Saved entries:
PR #9839, opened 2026-05-15
fix(faster-whisper): manually install ctranslate2 with rocm support before installing other dependencies

eglia:
**Description**
faster-whisper uses ctranslate2, which by default does not have rocm support enabled, leading to the following error:
```
CUDA failed with error CUDA driver version is insufficient for CUDA runtime version
```
Unfortunately, ctranslate2 with enabled rocm support is only available from github releases. Therefore, this PR manually installs this version, before calling the regular installRequirements procedure.

**Notes for Reviewers**


backend/python/faster-whisper/install.sh
```diff
@@ -26,4 +26,13 @@ if [ "x${BUILD_PROFILE}" == "xl4t12" ]; then
     USE_PIP=true
 fi
 
+if [ "x${BUILD_PROFILE}" == "xhipblas" ]; then
+  ensureVenv
+  mkdir /tmp/ctranslate2-rocm
+  wget -O /tmp/ctranslate2-rocm/rocm-python-wheels-Linux.zip https://github.com/OpenNMT/CTranslate2/releases/download/v4.7.1/rocm-python-wheels-Linux.zip
```
mudler: can we move the version/OS used as variables? so we can wire it up with the automatic bump workflow that we already have here: https://github.com/mudler/LocalAI/blob/master/.github/workflows/bump_deps.yaml

eglia:
I tried to integrate it into the bump_deps workflow similar to bump-vllm-wheel. Let me know if this is what you expected.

#### Problem statement:
Where a line of the data contains "before", include it in the tally, and answer with the tally alone.

#### Your solution:
2